→ Directions for this task
Reproduce the records word for word, from the first line to the line containing "### LINKED ISSUE #941: Port".

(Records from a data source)
+ + +

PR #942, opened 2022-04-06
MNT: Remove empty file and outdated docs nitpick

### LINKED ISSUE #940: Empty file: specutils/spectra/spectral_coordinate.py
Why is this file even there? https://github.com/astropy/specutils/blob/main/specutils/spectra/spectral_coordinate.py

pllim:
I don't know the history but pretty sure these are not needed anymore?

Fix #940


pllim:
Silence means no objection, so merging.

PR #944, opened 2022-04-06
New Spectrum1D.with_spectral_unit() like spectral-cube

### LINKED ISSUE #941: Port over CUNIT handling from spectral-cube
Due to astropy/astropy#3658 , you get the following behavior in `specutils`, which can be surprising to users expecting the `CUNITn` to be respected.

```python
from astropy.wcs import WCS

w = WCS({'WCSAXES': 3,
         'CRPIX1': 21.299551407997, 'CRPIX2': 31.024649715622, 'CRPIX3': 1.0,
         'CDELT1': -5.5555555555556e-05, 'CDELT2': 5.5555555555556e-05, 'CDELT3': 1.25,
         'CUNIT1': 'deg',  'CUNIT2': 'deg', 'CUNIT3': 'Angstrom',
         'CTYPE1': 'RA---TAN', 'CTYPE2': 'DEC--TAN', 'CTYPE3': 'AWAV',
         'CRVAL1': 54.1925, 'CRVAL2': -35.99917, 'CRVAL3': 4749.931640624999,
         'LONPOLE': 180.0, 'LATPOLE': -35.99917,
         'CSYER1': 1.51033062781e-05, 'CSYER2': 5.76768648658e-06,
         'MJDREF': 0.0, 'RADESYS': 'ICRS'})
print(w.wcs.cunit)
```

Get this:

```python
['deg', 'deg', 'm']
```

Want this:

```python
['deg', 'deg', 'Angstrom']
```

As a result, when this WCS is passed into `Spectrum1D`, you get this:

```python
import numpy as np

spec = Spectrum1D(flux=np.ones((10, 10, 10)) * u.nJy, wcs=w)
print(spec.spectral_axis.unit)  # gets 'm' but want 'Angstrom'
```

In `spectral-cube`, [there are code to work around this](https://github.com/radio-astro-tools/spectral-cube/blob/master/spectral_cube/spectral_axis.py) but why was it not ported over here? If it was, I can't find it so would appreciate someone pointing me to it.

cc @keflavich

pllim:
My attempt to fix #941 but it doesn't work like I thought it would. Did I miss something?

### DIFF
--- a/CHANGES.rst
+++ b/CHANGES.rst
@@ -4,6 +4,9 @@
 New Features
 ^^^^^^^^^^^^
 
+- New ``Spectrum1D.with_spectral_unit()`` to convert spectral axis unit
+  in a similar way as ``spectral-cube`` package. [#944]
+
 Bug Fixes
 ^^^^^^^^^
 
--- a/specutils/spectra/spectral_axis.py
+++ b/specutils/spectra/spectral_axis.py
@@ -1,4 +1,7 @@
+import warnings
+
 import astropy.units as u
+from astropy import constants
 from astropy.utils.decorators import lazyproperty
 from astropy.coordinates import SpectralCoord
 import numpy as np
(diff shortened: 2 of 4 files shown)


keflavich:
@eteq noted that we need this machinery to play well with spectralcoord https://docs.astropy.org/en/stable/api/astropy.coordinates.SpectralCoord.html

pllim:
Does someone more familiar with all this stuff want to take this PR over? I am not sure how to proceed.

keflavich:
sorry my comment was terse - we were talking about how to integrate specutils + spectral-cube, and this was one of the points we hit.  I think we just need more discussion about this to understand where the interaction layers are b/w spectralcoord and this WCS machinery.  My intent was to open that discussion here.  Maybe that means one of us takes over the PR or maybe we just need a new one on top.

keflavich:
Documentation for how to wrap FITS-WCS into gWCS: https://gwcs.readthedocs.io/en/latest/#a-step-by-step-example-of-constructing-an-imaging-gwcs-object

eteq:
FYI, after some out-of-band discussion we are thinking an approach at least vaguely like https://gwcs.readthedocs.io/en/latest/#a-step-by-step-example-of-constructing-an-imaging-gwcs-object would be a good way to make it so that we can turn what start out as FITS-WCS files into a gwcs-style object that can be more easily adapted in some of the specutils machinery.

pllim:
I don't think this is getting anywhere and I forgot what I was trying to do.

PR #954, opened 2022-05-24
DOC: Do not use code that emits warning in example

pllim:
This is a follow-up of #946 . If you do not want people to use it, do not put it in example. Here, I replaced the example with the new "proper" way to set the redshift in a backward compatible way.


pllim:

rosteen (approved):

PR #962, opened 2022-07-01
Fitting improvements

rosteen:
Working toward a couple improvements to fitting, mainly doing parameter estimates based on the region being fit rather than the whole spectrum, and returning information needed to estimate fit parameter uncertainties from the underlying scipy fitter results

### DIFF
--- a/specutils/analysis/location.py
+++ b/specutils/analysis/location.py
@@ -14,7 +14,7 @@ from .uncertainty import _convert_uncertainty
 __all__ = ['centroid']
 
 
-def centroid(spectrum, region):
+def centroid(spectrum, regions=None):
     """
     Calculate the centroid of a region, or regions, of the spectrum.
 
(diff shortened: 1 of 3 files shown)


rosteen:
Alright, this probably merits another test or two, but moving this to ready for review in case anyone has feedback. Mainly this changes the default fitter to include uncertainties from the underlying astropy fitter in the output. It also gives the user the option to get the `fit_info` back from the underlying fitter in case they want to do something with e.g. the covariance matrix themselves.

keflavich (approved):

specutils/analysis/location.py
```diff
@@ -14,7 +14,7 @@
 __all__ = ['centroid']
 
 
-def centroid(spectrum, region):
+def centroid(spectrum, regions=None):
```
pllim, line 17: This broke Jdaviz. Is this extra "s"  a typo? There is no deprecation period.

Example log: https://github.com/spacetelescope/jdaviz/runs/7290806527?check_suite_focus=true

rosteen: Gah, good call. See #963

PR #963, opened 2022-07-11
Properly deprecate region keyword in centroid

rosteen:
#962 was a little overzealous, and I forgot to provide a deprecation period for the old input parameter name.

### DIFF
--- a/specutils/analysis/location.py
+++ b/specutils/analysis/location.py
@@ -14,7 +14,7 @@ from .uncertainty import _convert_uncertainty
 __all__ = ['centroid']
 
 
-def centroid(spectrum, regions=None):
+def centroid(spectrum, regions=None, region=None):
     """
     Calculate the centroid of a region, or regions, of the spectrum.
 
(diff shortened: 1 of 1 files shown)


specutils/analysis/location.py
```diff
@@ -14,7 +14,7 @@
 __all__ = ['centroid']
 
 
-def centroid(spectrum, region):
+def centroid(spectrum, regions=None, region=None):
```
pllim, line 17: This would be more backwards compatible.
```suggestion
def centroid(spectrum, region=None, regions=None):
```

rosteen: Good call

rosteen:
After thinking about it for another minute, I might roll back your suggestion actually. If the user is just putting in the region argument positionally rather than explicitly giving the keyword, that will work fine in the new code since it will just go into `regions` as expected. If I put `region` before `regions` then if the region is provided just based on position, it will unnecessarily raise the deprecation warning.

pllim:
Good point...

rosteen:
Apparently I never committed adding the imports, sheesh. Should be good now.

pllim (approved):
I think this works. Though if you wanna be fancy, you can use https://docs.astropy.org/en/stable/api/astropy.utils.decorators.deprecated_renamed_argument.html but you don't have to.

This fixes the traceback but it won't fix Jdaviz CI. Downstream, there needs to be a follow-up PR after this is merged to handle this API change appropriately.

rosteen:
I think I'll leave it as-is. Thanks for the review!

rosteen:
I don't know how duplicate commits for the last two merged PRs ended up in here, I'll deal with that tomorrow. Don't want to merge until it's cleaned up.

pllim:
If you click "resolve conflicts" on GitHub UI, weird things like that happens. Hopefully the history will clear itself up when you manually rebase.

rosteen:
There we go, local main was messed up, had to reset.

+ + +

→ Completed exercise
PR #942, opened 2022-04-06
MNT: Remove empty file and outdated docs nitpick

### LINKED ISSUE #940: Empty file: specutils/spectra/spectral_coordinate.py
Why is this file even there? https://github.com/astropy/specutils/blob/main/specutils/spectra/spectral_coordinate.py

pllim:
I don't know the history but pretty sure these are not needed anymore?

Fix #940


pllim:
Silence means no objection, so merging.

PR #944, opened 2022-04-06
New Spectrum1D.with_spectral_unit() like spectral-cube

### LINKED ISSUE #941: Port over CUNIT handling from spectral-cube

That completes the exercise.